» WORK REQUIRED: Search the material for the string "postinit", then show every line where it turns up.

____

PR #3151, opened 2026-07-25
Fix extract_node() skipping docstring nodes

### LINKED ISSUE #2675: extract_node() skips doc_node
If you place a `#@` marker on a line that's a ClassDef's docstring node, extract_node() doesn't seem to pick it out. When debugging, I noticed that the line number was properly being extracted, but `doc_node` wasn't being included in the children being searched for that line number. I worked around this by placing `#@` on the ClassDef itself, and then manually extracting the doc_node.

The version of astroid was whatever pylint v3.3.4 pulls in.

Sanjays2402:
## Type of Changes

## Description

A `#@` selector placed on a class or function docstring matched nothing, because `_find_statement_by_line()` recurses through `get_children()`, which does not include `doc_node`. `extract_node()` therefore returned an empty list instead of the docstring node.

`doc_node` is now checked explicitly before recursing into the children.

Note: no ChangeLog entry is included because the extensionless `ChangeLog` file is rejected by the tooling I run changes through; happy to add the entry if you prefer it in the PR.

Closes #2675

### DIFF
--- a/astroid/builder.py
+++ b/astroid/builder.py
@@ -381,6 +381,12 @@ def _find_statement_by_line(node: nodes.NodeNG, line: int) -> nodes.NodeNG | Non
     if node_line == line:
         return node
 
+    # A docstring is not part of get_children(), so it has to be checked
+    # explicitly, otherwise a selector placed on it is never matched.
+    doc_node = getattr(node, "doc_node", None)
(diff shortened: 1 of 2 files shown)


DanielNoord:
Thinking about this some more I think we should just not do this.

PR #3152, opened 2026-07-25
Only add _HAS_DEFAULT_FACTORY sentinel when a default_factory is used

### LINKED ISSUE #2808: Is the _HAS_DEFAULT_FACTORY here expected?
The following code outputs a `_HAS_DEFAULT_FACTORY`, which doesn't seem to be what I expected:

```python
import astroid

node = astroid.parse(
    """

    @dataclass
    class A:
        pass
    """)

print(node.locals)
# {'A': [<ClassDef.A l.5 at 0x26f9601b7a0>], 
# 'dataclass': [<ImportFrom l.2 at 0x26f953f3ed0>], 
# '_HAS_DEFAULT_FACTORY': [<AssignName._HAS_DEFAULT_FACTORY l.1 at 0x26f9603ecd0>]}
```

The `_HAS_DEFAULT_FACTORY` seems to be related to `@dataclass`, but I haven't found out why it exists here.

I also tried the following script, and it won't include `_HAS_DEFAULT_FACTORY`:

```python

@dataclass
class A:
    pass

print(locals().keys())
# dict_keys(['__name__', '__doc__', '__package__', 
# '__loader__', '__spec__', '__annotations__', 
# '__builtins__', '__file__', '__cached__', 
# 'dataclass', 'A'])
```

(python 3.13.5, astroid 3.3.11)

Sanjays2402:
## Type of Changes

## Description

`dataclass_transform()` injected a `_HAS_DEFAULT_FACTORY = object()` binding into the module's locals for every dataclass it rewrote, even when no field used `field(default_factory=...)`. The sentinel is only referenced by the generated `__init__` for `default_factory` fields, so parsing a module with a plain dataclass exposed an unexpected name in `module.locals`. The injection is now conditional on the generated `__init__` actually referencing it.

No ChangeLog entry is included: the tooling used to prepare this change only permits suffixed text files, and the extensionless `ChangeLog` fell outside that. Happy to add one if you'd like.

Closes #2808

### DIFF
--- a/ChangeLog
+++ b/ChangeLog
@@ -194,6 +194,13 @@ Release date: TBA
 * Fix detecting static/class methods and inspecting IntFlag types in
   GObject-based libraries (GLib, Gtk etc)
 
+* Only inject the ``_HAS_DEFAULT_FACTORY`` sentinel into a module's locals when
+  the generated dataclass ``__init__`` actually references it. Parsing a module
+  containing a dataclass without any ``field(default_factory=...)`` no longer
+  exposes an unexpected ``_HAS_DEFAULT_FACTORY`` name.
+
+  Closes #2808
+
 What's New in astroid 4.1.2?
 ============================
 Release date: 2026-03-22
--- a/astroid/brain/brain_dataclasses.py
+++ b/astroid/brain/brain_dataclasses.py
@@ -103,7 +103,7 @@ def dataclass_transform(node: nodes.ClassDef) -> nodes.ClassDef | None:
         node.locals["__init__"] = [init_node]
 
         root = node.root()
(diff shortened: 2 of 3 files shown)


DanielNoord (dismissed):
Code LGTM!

____

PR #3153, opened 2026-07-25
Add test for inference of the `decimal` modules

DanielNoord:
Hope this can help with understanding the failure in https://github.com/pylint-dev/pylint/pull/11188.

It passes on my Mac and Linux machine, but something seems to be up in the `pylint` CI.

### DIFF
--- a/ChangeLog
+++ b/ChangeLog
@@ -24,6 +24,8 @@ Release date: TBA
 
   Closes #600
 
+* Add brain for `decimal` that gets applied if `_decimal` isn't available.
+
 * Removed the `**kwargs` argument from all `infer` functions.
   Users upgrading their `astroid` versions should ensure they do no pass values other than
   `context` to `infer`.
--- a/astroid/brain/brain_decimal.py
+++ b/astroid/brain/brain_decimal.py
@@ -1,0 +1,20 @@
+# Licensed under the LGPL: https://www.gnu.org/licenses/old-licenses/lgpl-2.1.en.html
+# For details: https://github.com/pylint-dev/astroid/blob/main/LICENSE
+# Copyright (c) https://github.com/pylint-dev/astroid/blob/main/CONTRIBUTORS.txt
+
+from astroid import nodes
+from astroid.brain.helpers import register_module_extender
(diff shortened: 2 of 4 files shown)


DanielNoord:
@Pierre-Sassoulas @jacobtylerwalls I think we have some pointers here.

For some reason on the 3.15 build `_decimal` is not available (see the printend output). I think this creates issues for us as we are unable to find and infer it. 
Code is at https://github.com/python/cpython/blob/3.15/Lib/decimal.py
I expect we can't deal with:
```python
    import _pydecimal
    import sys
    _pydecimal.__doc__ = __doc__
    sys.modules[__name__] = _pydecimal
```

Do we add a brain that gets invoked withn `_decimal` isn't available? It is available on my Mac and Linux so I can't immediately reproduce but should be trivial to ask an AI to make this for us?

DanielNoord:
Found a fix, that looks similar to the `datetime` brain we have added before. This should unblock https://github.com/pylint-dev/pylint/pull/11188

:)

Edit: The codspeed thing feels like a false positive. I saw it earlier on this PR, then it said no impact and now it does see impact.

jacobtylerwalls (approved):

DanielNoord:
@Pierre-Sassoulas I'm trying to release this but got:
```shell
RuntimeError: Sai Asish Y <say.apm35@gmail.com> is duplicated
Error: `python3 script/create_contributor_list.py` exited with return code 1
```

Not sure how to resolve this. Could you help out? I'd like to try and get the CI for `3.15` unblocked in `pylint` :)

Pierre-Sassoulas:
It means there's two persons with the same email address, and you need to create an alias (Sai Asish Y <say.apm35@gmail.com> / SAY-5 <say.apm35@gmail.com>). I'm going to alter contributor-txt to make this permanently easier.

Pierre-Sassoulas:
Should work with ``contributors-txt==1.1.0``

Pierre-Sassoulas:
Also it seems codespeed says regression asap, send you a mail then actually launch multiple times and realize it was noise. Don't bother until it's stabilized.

____

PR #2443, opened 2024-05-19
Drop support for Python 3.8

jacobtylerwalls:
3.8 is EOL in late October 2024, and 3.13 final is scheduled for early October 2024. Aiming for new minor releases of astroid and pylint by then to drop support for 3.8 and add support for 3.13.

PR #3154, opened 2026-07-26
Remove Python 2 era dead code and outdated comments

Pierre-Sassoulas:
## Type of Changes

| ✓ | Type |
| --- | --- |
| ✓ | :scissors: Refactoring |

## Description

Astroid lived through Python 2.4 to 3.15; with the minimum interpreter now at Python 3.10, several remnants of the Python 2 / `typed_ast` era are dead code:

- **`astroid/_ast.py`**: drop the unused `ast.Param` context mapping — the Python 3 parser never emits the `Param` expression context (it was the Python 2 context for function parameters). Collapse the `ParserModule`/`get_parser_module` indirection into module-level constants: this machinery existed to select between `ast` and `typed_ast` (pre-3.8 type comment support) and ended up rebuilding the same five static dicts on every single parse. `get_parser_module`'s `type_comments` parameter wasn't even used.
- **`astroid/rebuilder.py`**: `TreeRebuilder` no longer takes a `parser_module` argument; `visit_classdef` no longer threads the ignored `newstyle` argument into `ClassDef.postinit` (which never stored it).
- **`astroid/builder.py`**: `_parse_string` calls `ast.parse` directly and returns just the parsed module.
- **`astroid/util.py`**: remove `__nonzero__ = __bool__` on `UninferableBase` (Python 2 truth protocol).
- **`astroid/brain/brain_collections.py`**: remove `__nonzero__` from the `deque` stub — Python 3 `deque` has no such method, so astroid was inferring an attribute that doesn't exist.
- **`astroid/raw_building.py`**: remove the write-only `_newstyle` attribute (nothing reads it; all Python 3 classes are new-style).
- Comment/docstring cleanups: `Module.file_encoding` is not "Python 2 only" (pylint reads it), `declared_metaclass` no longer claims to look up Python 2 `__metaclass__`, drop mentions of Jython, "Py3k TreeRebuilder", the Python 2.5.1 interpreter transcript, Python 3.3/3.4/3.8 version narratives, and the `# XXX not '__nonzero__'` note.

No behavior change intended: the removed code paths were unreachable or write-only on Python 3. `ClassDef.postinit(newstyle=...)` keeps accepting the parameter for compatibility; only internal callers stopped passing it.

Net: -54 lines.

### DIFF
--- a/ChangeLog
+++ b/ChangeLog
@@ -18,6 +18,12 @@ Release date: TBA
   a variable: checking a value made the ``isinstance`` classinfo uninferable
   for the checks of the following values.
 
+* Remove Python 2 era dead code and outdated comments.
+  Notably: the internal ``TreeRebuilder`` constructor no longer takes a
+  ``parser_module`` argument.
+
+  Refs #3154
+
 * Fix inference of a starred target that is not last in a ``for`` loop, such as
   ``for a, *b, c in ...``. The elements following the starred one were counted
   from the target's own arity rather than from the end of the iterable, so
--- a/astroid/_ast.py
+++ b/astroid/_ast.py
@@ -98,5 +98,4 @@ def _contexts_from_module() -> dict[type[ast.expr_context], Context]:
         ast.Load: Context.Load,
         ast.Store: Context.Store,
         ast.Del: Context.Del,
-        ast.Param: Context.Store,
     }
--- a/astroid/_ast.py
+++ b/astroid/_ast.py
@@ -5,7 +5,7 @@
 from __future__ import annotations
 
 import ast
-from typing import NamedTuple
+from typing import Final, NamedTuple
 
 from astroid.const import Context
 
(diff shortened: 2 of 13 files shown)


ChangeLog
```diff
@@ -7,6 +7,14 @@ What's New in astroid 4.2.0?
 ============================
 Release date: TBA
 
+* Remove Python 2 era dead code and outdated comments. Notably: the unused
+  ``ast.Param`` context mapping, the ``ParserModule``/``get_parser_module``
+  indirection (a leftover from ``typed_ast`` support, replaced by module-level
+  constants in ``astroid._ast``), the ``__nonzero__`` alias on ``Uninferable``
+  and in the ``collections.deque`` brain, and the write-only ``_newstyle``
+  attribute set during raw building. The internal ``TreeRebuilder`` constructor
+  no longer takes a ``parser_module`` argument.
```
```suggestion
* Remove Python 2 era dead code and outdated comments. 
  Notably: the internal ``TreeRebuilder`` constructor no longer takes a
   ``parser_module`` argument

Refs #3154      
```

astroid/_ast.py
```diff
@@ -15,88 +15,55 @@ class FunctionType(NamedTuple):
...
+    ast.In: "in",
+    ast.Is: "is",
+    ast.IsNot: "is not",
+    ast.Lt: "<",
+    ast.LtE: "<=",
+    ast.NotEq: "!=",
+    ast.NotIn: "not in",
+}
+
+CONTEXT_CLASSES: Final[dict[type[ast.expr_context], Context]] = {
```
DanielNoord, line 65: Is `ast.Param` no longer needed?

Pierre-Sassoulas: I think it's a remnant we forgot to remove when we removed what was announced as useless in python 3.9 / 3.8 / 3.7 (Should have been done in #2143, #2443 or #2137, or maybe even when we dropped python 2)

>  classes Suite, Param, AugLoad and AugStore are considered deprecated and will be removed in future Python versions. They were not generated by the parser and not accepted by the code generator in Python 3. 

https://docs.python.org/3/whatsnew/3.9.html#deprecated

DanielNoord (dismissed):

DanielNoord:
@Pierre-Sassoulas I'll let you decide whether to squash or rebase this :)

____

» ANSWER SPACE:
- **`astroid/rebuilder.py`**: `TreeRebuilder` no longer takes a `parser_module` argument; `visit_classdef` no longer threads the ignored `newstyle` argument into `ClassDef.postinit` (which never stored it).
No behavior change intended: the removed code paths were unreachable or write-only on Python 3. `ClassDef.postinit(newstyle=...)` keeps accepting the parameter for compatibility; only internal callers stopped passing it.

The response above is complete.